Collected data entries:
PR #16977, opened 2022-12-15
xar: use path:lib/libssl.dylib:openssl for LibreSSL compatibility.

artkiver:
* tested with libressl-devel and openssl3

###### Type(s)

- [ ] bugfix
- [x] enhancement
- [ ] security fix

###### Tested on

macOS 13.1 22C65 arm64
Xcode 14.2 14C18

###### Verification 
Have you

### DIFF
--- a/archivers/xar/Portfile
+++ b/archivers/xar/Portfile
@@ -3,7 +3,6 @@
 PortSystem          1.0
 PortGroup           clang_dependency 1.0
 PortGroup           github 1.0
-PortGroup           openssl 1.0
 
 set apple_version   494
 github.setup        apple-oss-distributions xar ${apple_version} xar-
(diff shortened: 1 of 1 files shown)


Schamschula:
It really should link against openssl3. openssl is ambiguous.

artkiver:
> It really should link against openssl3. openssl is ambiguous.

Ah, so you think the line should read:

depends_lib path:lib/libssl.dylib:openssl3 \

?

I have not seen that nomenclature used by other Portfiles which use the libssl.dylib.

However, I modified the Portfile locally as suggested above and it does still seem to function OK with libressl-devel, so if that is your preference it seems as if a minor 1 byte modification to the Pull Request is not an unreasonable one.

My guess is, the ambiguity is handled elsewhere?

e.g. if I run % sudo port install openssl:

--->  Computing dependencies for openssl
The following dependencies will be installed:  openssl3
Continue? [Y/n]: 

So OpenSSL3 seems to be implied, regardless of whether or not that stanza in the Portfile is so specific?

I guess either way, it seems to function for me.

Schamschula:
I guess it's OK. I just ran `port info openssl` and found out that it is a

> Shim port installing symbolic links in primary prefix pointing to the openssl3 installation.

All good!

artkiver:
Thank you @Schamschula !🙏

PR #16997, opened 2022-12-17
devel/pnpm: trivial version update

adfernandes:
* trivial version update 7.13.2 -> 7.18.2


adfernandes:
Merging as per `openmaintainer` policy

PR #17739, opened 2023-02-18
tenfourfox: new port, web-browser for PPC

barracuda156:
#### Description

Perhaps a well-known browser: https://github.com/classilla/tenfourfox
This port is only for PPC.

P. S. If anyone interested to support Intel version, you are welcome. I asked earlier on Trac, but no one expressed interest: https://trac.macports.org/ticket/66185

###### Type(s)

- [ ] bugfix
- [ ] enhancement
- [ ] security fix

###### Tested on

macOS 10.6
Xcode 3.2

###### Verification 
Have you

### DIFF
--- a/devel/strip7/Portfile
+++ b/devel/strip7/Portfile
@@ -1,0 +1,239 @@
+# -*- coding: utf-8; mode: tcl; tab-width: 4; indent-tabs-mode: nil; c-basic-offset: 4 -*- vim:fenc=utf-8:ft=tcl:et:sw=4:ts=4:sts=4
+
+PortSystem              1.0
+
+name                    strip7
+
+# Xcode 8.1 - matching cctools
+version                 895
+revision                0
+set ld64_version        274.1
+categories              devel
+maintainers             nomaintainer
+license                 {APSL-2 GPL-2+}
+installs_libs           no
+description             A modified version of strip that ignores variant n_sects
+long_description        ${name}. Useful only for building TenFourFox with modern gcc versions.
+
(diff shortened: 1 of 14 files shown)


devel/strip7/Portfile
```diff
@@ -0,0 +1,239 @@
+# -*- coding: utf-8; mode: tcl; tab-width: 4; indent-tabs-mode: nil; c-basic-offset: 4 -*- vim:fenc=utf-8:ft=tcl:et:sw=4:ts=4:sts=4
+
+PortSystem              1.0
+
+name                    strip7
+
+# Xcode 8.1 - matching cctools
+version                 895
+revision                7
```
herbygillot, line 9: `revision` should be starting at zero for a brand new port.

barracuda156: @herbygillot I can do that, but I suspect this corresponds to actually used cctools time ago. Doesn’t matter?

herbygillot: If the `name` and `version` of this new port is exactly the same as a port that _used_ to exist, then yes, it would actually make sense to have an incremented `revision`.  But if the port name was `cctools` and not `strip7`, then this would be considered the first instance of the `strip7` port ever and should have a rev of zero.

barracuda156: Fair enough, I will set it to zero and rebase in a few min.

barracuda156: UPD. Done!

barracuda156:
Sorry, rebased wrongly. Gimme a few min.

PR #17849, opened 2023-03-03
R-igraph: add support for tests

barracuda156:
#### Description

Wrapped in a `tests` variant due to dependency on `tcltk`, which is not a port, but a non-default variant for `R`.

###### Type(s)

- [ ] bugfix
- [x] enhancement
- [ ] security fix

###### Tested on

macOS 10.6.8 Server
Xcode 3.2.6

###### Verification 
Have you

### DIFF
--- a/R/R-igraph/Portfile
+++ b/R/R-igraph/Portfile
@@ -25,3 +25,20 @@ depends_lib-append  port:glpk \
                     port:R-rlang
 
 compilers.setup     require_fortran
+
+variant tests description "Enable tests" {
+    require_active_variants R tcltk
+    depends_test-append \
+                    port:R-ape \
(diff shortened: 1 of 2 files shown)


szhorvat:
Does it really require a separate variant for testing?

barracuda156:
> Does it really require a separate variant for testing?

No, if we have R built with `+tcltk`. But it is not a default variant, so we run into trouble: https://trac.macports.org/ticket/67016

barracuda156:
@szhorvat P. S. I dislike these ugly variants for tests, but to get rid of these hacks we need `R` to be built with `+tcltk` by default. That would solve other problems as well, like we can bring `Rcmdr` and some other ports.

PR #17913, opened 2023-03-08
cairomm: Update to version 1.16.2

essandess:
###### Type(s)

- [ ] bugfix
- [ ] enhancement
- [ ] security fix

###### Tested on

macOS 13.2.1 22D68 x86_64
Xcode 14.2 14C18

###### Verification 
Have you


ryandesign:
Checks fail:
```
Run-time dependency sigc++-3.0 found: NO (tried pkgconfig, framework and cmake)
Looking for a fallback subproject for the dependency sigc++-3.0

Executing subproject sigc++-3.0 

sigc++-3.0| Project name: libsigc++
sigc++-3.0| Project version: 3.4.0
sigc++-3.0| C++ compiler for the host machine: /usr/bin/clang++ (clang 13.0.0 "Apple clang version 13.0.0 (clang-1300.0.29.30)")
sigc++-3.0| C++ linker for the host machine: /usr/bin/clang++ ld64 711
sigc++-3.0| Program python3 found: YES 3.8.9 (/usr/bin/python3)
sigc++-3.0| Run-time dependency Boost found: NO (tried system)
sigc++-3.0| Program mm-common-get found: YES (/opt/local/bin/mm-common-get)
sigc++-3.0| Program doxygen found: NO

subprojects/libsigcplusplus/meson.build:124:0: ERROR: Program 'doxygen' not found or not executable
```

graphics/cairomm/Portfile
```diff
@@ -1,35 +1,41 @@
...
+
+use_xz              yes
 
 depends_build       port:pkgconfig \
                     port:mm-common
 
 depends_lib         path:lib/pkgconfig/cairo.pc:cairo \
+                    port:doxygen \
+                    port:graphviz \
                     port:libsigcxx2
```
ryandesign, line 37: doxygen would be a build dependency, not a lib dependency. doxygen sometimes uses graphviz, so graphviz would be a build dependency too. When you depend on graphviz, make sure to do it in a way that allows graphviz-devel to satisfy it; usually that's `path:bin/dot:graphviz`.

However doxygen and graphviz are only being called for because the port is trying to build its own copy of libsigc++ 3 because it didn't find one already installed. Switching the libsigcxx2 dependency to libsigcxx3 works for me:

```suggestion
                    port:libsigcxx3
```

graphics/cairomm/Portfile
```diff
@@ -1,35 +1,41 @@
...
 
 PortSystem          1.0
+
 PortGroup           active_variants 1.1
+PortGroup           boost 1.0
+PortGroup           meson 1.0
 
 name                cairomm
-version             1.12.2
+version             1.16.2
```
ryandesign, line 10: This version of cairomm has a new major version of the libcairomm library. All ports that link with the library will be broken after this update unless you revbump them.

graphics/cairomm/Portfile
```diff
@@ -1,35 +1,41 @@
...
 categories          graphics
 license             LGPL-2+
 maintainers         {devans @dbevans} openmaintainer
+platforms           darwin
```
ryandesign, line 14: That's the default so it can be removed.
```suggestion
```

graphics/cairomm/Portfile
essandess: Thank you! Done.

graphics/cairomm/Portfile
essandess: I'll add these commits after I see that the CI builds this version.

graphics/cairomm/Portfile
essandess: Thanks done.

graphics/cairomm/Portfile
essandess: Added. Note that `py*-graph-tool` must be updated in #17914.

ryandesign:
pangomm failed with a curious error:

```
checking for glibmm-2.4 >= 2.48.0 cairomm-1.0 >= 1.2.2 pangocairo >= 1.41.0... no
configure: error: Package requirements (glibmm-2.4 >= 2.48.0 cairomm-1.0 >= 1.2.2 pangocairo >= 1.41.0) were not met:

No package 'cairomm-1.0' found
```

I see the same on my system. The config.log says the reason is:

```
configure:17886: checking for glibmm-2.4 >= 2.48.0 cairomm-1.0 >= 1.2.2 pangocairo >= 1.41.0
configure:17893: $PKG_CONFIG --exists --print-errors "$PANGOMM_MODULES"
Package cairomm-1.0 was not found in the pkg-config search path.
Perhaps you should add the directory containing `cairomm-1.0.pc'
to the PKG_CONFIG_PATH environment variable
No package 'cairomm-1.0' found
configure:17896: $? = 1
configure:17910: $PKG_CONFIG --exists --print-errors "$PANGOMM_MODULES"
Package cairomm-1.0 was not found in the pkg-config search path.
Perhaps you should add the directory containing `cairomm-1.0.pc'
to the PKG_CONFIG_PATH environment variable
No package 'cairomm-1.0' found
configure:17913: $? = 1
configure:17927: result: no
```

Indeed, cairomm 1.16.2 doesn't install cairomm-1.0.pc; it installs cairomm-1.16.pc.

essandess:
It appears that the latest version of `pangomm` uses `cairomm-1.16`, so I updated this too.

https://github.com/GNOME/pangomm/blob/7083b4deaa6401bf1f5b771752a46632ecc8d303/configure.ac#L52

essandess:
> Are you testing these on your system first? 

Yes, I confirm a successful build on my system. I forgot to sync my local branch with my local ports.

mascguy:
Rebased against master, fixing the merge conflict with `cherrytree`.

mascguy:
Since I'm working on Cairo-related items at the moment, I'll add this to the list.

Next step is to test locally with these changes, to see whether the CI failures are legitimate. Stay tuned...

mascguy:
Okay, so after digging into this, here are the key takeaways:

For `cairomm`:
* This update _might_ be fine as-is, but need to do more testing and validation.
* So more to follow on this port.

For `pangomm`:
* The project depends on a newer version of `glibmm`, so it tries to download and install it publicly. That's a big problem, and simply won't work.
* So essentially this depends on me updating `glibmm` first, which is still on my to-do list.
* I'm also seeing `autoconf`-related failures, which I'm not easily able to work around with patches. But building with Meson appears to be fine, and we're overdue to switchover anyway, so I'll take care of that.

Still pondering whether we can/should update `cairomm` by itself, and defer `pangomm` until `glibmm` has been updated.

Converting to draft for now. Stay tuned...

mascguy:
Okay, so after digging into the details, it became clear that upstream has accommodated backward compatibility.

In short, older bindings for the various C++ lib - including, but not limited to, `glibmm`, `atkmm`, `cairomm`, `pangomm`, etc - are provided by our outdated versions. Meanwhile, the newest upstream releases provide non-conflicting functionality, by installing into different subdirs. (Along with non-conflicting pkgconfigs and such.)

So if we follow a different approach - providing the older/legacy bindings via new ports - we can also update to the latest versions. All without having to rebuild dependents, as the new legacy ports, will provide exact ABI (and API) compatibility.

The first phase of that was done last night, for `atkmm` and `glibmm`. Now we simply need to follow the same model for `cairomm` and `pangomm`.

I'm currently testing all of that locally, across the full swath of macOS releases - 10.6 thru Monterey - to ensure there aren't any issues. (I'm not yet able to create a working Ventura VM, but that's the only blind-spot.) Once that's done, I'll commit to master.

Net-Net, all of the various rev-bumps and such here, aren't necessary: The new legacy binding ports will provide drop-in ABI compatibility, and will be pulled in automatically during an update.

WHAT THE TASK REQUIRES: Each line of the data that has the string "different" should be returned.

EXERCISE ANSWER:
In short, older bindings for the various C++ lib - including, but not limited to, `glibmm`, `atkmm`, `cairomm`, `pangomm`, etc - are provided by our outdated versions. Meanwhile, the newest upstream releases provide non-conflicting functionality, by installing into different subdirs. (Along with non-conflicting pkgconfigs and such.)
So if we follow a different approach - providing the older/legacy bindings via new ports - we can also update to the latest versions. All without having to rebuild dependents, as the new legacy ports, will provide exact ABI (and API) compatibility.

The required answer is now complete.